Within adolescent studies, in particular, fairly high rates of female-to-male violence have been documented (Morse, 1995; O'Keefe, 1997; O'Keefe and Treister, 1998). Debate continues concerning whether and how genders shapes dating and other partner violence. Some researchers suggest a gender neutral approach is warranted (Moffitt et al., 2000; Moffitt et al., 2001), whereas feminist scholars insist that gender — and male dominance specifically — must be at the foreground for a meaningful understanding of relationship violence to emerge (DeKeseredy and Schwartz, 1998; Dobash et al., 1992, 1998).

The case for sexual symmetry rests primarily on two bodies of scholarship — studies that find similar rates of relationship violence perpetration across gender and, more recently, research that suggests a common psychological profile for males and females who perpetrate relationship violence (Moffitt et al., 2000; Moffitt et al., 2001). Studies that produce similar rates of relationship violence across gender typically use a version of the Conflict Tactics Scale (CTS) (Straus, 1979).

In fact, CTS-based research has rather consistently found similar or higher rates of female-perpetrated than male-perpetrated physical violence among adolescents (Gray and Foshee, 1997; Morse, 1995; O'Keefe, 1997; O'Keefe and Treister, 1998). For example, using NYS data, Morse (1995) found consistently higher rates of female-to-male than male-to-female partner violence. She also reports that girls were more likely than boys to engage in violence labeled severe in the CTS (for example, kicking, hitting with a fist or object, use of weapons), and they were twice as likely to engage in violence that was nonreciprocal.

As significant for feminists, the CTS provide an impoverished understanding of partner violence because "its exclusive focus on 'acts' ignores actors' interpretations, motivations, and intentions. . . .The CTS omits the contexts of violence, the events precipitating it, and the sequence of events by which it progresses". (Dobash et al., 1992:76). Feminists suggest that although much of women's violence is used in response to men's violence, in self-defense or retaliation (Dobash et al., 1998:389), the CTS labels these women violent and as indistinguishable from the men from whom they are defending themselves. Moreover, given the CTS's acts-based operationalization of severity, severe assaults are indistinguishable from more inconsequential acts of violence (DeKeseredy and Schwartz, 1998; Dobash et al., 1992, 1998).

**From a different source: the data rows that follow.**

PR #190, opened 2026-07-03
Transpose

tilk:
This PR adds the `transpose` function, which swaps two layers of `data.View`. Intended use: superscalarity in pipeline builder.

TODO:
- [x] Docs
- [x] Test


test/utils/amaranth_ext/test_data.py
qbojj, line 1: we could also test if transpose of transpose is identity

qbojj (approved):

PR #197, opened 2026-07-17
Extended assign

tilk:
This PR extends the `assign` function (which is used e.g. in method calling) with support for `data.Const` and Amaranth enums. This should allow to improve enum strictness in Coreblocks.


qbojj (approved):

transactron/utils/assign.py
```diff
@@ -136,8 +139,8 @@ def rec_call(name: str | int):
             lhs[name],  # type: ignore
             rhs[name],  # type: ignore
             fields=subfields,
-            lhs_strict=isinstance(lhs, ValueLike),
-            rhs_strict=isinstance(rhs, ValueLike),
+            lhs_strict=isinstance(lhs, ValueLike) and not isinstance(lhs[name], int),  # type: ignore
```
qbojj, line 142: Is this even possible? LHS shouldn't have any consts or ints (or at least all assigned costs agree on value assigned to them - like wiring.connect)

tilk: Not really, added mostly for better error messages.

qbojj: Than fine by me. We can merge

PR #201, opened 2026-07-19
add always-call sugar

qbojj:
Closes #198


transactron/core/method.py
```diff
@@ -332,6 +330,46 @@ def __repr__(self) -> str:
...
+                ret = method(m, *args, **kwargs)
+            assertion(m, t.run, ...)
+
+        if not in a transaction body, and for
+        .. highlight:: python
+        .. code-block:: python
+
+            method(m, *args, **kwargs)
+
+        if in a transaction body.
```
tilk: What is the rationale for this behavior?

tilk (approved):
Looks like a straightforward API extension which we probably won't regret later.

PR #203, opened 2026-07-22
Type-preserving Mux and SwitchValue

tilk:
`SwitchValue` and `Mux` in Amaranth always return Values, which isn't good when working with higher level representations. But they are convenient! This PR adds `switch_value` and `mux`, which preserve data, enums and other `ShapeCastable`s.

TODO:

* [x] Look into better stubs for enums, again


transactron/utils/amaranth_ext/functions.py
```diff
@@ -197,6 +204,75 @@ def max_value(*values: ValueBundle) -> Value:
...
+) -> ValueLike:
+    src_loc = get_src_loc(src_loc)
+    cases = list(cases)
+    case_shapes = [shape_of(val) for _, val in cases]
+    shapecastable_shapes = [shape for shape in case_shapes if isinstance(shape, ShapeCastable)]
+    if shapecastable_shapes:
+        shape = cast(ShapeCastable, shapecastable_shapes[0])
+        if any(case_shape != shape for case_shape in shapecastable_shapes):
+            raise ValueError("Different ShapeCastables for different shapes")
+        return shape(SwitchValue(test, [(key, Value.cast(val)) for key, val in cases], src_loc=src_loc))
```
qbojj: I think it should be `shape(SwitchValue(test, [(key, shape(val)) for key, val in cases], src_loc=src_loc))`, as shapes can define conversions.
For example assuming fixed point signal `fixed`:
```py
mux(sig, fixed, 4)
```
should first covert the 4 into the fixed point format (with bit representation e.g `4 << 8`), than mux

qbojj (changes requested):

transactron/utils/amaranth_ext/functions.py
tilk: Huh, are you certain of that? The documentation of Amaranth says this about `ShapeCastable.__call__`:

> For any compliant `obj`, the following condition must hold:
> ```Value.cast(self(obj)) == Value.cast(obj)```

I have a problem with the definition of "compliant":
> This method is called by the Amaranth language to lift `obj`, which may be any value-like object whose shape equals `Shape.cast(self)`, to a higher-level representation, which may be any value-like object with the same shape.

Ints are value-like, but don't have a shape (until casted to a value).

qbojj: Oh yeah. I think all representation convertions are either done at `eq` or when using `shape.const` (that is what amaranth-lang/amaranth#1578 does).
As it is required for all shapes to be the same, than something like may work:
```py
def unify(v):
   return Value.cast(v if isinstance(v, Value) else shape.const(v))
return shape(SwitchValue(test, [(key, unify(val)) for key, val in cases], src_loc=src_loc))
```

tilk: Your code is ignoring ValueCastables.

qbojj: Than simply
```py
def unify(v):
   return Value.cast(v) if isinstance(v, (Value, ValueCastable)) else Value.cast(shape.const(v))
return shape(SwitchValue(test, [(key, unify(val)) for key, val in cases], src_loc=src_loc))
```

qbojj (approved):

Issue #219, opened 2026-08-08
OneHotMux.create wires its inputs with m.d.comb


xThaid:
Under an m.If (or inside any method/transaction body) every input and select bit gets muxed behind the enclosing condition. That's pure overhead: we create wires a private submodule exactly once, so the condition carries no information.

We sadly can't use m.d.top_comb there because the module passed to OneHotMux doesn't have to be a TModule. One idea is to remove `OneHotMux.create` and replace all usages with `one_hot_mux` from functions.py instead.

PR #221, opened 2026-08-10
make one_hot_mux ShapeCastable aware

qbojj:
Makes `one_hot_mux` shape aware - line `mux` and `switch_value`.
~Also fixes the bug with `mux` and `switch_value` where they failed on 0-wide `ValueCastable`s - `SwitchValue` returns 1-wide value when all it's arguments are 0-wide.~

Related to #219.

Transactron uses internally `one_hot_mux` for method argument combiners, thus testing it quite well on many different shape castables.

### DIFF
--- a/transactron/core/body.py
+++ b/transactron/core/body.py
@@ -120,7 +120,7 @@ class Body(TransactionBase["Body"]):
     def _default_combiner(shape: ShapeLike):
         def impl(m: Module, args: Sequence[MethodStruct], runs: Value) -> AssignArg:
             arg = Signal(shape)
-            m.d.comb += arg.eq(one_hot_mux([(runs[i], args[i]) for i in range(len(args))], assert_one_hot=False))
+            m.d.comb += arg.eq(one_hot_mux([(runs[i], args[i]) for i in range(len(args))]))
             return arg
 
         return impl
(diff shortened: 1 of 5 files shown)


transactron/utils/amaranth_ext/functions.py
```diff
@@ -165,6 +165,43 @@ def const_of(value: int, shape: ShapeLike) -> Any:
...
+
+@overload
+def _uniformize_values(
+    values: Iterable[ValueLike],
+) -> tuple[ShapeCastable | None, list[Value]]: ...
+
+
+def _uniformize_values(
+    values: Iterable[ValueLike],
+) -> tuple[ShapeCastable | None, list[Value]]:
```
tilk: How about:
```suggestion
def _uniformize_values(
    values: Iterable[ValueLike],
) -> tuple[Callable[[ValueLike], ValueLike], list[Value]]:
```
And then, in the case for `ValueCastable`, return `Callable[[ValueLike], T]`. Basically return a cast function. You would then avoid case analysis at use sites.

transactron/core/body.py
```diff
@@ -120,7 +120,7 @@ def peek() -> Optional["Body"]:
     def _default_combiner(shape: ShapeLike):
         def impl(m: Module, args: Sequence[MethodStruct], runs: Value) -> AssignArg:
             arg = Signal(shape)
-            m.d.comb += arg.eq(one_hot_mux(runs, args, assert_one_hot=False))
+            m.d.comb += arg.eq(one_hot_mux([(runs[i], args[i]) for i in range(len(args))]))
```
tilk, line 123: Would prefer a `zip`. Does the typechecker complain? For some reason Amaranth's `Value` does not have an `__iter__` but I think it should.

qbojj: typechecker does complain about this

tilk (approved):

There is some evidence that adolescent dating violence may have features distinguishing it from partner violence in adulthood. Gray and Foshee's (1997:139; Kimmel, 2002; O'Keefe, 1997) survey of adolescents suggests that violent adolescent dating relationships are more often mutually violent than one-sided, and Morse (1995) suggests that the high rates of female-to-male partner violence she documented in the NYS may be a function of the age of her sample. Although national surveys have not documented race differences in rates of partner victimization for women (Bachman and Saltzman, 1995), surveys of adolescents suggest that African-American girls may have higher rates of partner violence perpetration than their counterparts in other racial groups (O'Keefe, 1997).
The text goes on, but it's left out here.